Nothing in the records below should be altered when they are retyped.

BEGIN Task data

PR #8535, opened 2022-01-26
Roles management

MatteoPiovanelli:
Point 5 of #8516 
I took the logic from what's in Orchard Core.

I added a ViewUsers permission in Orchard.Users to access the backoffice list of users on the site. This way even if an operator doesn't have ManageUsers they may still be able to see the list for other functionalities (such as what's implemented in this PR).

I added the ability for providers to inject additional links in the "Actions" column of the backoffice list of users, while the "original" actions still depend on the ManageUsers Permission. The net result from this PR is:
image

I added, in OrchardRoles, dynamic permissions allowing to assign/remove specific roles from users. I also added an action allowing access to that functionality from a separate page than the user's Edit page, to prevent mismatched permissions from causing weird situations.

### DIFF
--- a/src/Orchard.Web/Modules/Orchard.Users/Services/IUserManagementActionsProvider.cs
+++ b/src/Orchard.Web/Modules/Orchard.Users/Services/IUserManagementActionsProvider.cs
@@ -1,0 +1,15 @@
+﻿using System;
+using System.Collections.Generic;
+using System.Linq;
+using System.Text;
+using System.Threading.Tasks;
+using System.Web.Mvc;
+using Orchard.Security;
+
+namespace Orchard.Users.Services {
+    public interface IUserManagementActionsProvider : IDependency {
+        // Using a delegate so implementations don't have to build/figure out
+        // their own HtmlHelper
+        IEnumerable<Func<HtmlHelper, MvcHtmlString>> UserActionLinks(IUser user);
+    }
+}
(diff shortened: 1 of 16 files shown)


src/Orchard.Web/Modules/Orchard.Users/Services/IUserManagementActionsProvider.cs
```diff
@@ -0,0 +1,15 @@
...
+using System.Text;
+using System.Threading.Tasks;
+using System.Web.Mvc;
+using Orchard.Security;
+
+namespace Orchard.Users.Services {
+    public interface IUserManagementActionsProvider : IDependency {
+        // Using a delegate so implementations don't have to build/figure out
+        // their own HtmlHelper
+        IEnumerable<Func<HtmlHelper, MvcHtmlString>> UserActionLinks(IUser user);
```
sebastienros, line 13: UI composition, usually we use drivers for that

sebastienros (approved):

src/Orchard.Web/Modules/Orchard.Users/Services/IUserManagementActionsProvider.cs
MatteoPiovanelli: Fair. However the Action implementations of this are used in is building its own viewmodel (for its own view). I've looked at using drivers, but the "cleanest" way I found for that would have required me to rewrite a lot of Orchard.Users' AdminController so the list of existing users was generated more like the list of contents (basically, displaying SummaryAdmin views for each user, rather than a flat "custom" table). Not that we shouldn't get on that someday...

MatteoPiovanelli: if/when we do, implementations of this interface can be called in one of those drivers, or we could get rid of them and replace them with drivers.

sebastienros (approved):

Issue #8541, opened 2022-03-15
Fixed password history policy in back office user password changes


AndreaPiovanelli:
https://github.com/OrchardCMS/Orchard/blob/f2a8450d9093471efb3143d099c71e075a9b848b/src/Orchard.Web/Modules/Orchard.Users/Drivers/UserPartPasswordDriver.cs#L38

When I change the password of a user from back office, password history policy fails because the password requirement check is after new password is set for the user. For this reason, password change always fails (because new password is already into forbidden password list when executing PasswordHistoryService.GetLastPasswords ("current" password is appended to the results).

PR #8542, opened 2022-03-15
8541 password history

AndreaPiovanelli:
Corrected password history policy enforcement for user password changes in back office.

#8541


Skrypt:
Is it not something that was done separately. Because it is not implied that if you edit a user that you want to change its password?

AndreaPiovanelli:
> Is it not something that was done separately. Because it is not implied that if you edit a user that you want to change its password?

Yes, it is: to edit passwords in the back office you need to activate the proper feature ("User password editor") through the "modules" menu. Password history policy was not working properly in that situation, as described in the linked issue #8541

sebastienros (approved):

PR #8545, opened 2022-03-16
Fix/tinymce medialibrary

### LINKED ISSUE #8544: MediaLibrary Plugin for TinyMCE only works on some editors
https://github.com/OrchardCMS/Orchard/blob/88a79cb7688775856596d57a16fa09ab631967e0/src/Orchard.Web/Modules/TinyMce/Scripts/plugins/medialibrary/plugin.js#L20

The way the javascript is written there, this plugin only works when the editor is loaded for a content that is being edited on the "main" editor for contents (actually, for a subset of editors whose controllers have specific paths). For example, this plugin won't work for a BodyPart in a Term, but it will work in a BlogPost and a Page.

I will push a PR momentarily with a proposal to fix this.

MatteoPiovanelli:
fixes #8544


MatteoPiovanelli:
I think I created this off the wrong branch...

PR #8551, opened 2022-03-23
Fixes #8550

### LINKED ISSUE #8550: ManageUsersInRole Permissions
https://github.com/OrchardCMS/OrchardCore/blob/main/src/OrchardCore/OrchardCore.Users.Core/CommonPermissions.cs

In line with the developments we are doing to upgrade the capabilities for user management, we propose to port the `ManageUsersInRole` Permission from OCore.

END Task data

**Result below:**
PR #8535, opened 2022-01-26
Roles management

MatteoPiovanelli:
Point 5 of #8516 
I took the logic from what's in Orchard Core.

I added a ViewUsers permission in Orchard.Users to access the backoffice list of users on the site. This way even if an operator doesn't have ManageUsers they may still be able to see the list for other functionalities (such as what's implemented in this PR).

I added the ability for providers to inject additional links in the "Actions" column of the backoffice list of users, while the "original" actions still depend on the ManageUsers Permission. The net result from this PR is:
image

I added, in OrchardRoles, dynamic permissions allowing to assign/remove specific roles from users. I also added an action allowing access to that functionality from a separate page than the user's Edit page, to prevent mismatched permissions from causing weird situations.

### DIFF
--- a/src/Orchard.Web/Modules/Orchard.Users/Services/IUserManagementActionsProvider.cs
+++ b/src/Orchard.Web/Modules/Orchard.Users/Services/IUserManagementActionsProvider.cs
@@ -1,0 +1,15 @@
+﻿using System;
+using System.Collections.Generic;
+using System.Linq;
+using System.Text;
+using System.Threading.Tasks;
+using System.Web.Mvc;
+using Orchard.Security;
+
+namespace Orchard.Users.Services {
+    public interface IUserManagementActionsProvider : IDependency {
+        // Using a delegate so implementations don't have to build/figure out
+        // their own HtmlHelper
+        IEnumerable<Func<HtmlHelper, MvcHtmlString>> UserActionLinks(IUser user);
+    }
+}
(diff shortened: 1 of 16 files shown)


src/Orchard.Web/Modules/Orchard.Users/Services/IUserManagementActionsProvider.cs
```diff
@@ -0,0 +1,15 @@
...
+using System.Text;
+using System.Threading.Tasks;
+using System.Web.Mvc;
+using Orchard.Security;
+
+namespace Orchard.Users.Services {
+    public interface IUserManagementActionsProvider : IDependency {
+        // Using a delegate so implementations don't have to build/figure out
+        // their own HtmlHelper
+        IEnumerable<Func<HtmlHelper, MvcHtmlString>> UserActionLinks(IUser user);
```
sebastienros, line 13: UI composition, usually we use drivers for that

sebastienros (approved):

src/Orchard.Web/Modules/Orchard.Users/Services/IUserManagementActionsProvider.cs
MatteoPiovanelli: Fair. However the Action implementations of this are used in is building its own viewmodel (for its own view). I've looked at using drivers, but the "cleanest" way I found for that would have required me to rewrite a lot of Orchard.Users' AdminController so the list of existing users was generated more like the list of contents (basically, displaying SummaryAdmin views for each user, rather than a flat "custom" table). Not that we shouldn't get on that someday...

MatteoPiovanelli: if/when we do, implementations of this interface can be called in one of those drivers, or we could get rid of them and replace them with drivers.

sebastienros (approved):

Issue #8541, opened 2022-03-15
Fixed password history policy in back office user password changes


AndreaPiovanelli:
https://github.com/OrchardCMS/Orchard/blob/f2a8450d9093471efb3143d099c71e075a9b848b/src/Orchard.Web/Modules/Orchard.Users/Drivers/UserPartPasswordDriver.cs#L38

When I change the password of a user from back office, password history policy fails because the password requirement check is after new password is set for the user. For this reason, password change always fails (because new password is already into forbidden password list when executing PasswordHistoryService.GetLastPasswords ("current" password is appended to the results).

PR #8542, opened 2022-03-15
8541 password history

AndreaPiovanelli:
Corrected password history policy enforcement for user password changes in back office.

#8541


Skrypt:
Is it not something that was done separately. Because it is not implied that if you edit a user that you want to change its password?

AndreaPiovanelli:
> Is it not something that was done separately. Because it is not implied that if you edit a user that you want to change its password?

Yes, it is: to edit passwords in the back office you need to activate the proper feature ("User password editor") through the "modules" menu. Password history policy was not working properly in that situation, as described in the linked issue #8541

sebastienros (approved):

PR #8545, opened 2022-03-16
Fix/tinymce medialibrary

### LINKED ISSUE #8544: MediaLibrary Plugin for TinyMCE only works on some editors
https://github.com/OrchardCMS/Orchard/blob/88a79cb7688775856596d57a16fa09ab631967e0/src/Orchard.Web/Modules/TinyMce/Scripts/plugins/medialibrary/plugin.js#L20

The way the javascript is written there, this plugin only works when the editor is loaded for a content that is being edited on the "main" editor for contents (actually, for a subset of editors whose controllers have specific paths). For example, this plugin won't work for a BodyPart in a Term, but it will work in a BlogPost and a Page.

I will push a PR momentarily with a proposal to fix this.

MatteoPiovanelli:
fixes #8544


MatteoPiovanelli:
I think I created this off the wrong branch...

PR #8551, opened 2022-03-23
Fixes #8550

### LINKED ISSUE #8550: ManageUsersInRole Permissions
https://github.com/OrchardCMS/OrchardCore/blob/main/src/OrchardCore/OrchardCore.Users.Core/CommonPermissions.cs

In line with the developments we are doing to upgrade the capabilities for user management, we propose to port the `ManageUsersInRole` Permission from OCore.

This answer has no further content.